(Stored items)

____________________

PR #1917, opened 2023-02-21
Updated outdated HTTPX test matrix

antonpirker:


tox.ini
```diff
@@ -79,10 +79,10 @@ envlist =
     {py3.7}-gcp
 
     # HTTPX
-    {py3.6,py3.7,py3.8,py3.9,py3.10,py3.11}-httpx-v{0.16,0.17}
```
sl0thentr0py, line 82: why can't we keep testing the older versions?

antonpirker: no reason. but you are right, I added them again. All the versions 0.16+

sl0thentr0py (approved):

PR #1918, opened 2023-02-21
Updated werkzeug used in tests

antonpirker:
Because it has some vulnerabilities.


cc-jj:
Werkzeug 2.1.0 has a breaking change causing a sentry internal error, see here:
https://github.com/getsentry/sentry-python/issues/1936

antonpirker:
Wont do this now. It is only used in our docs and we have more important things to do right now.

____________________

Would you repeat the lines from the one containing "sl0thentr0py, line 82: why" through the end of the data, exactly, with nothing before or after them?

- [Exercise response]
sl0thentr0py, line 82: why can't we keep testing the older versions?

antonpirker: no reason. but you are right, I added them again. All the versions 0.16+

sl0thentr0py (approved):

PR #1918, opened 2023-02-21
Updated werkzeug used in tests

antonpirker:
Because it has some vulnerabilities.


cc-jj:
Werkzeug 2.1.0 has a breaking change causing a sentry internal error, see here:
https://github.com/getsentry/sentry-python/issues/1936

antonpirker:
Wont do this now. It is only used in our docs and we have more important things to do right now.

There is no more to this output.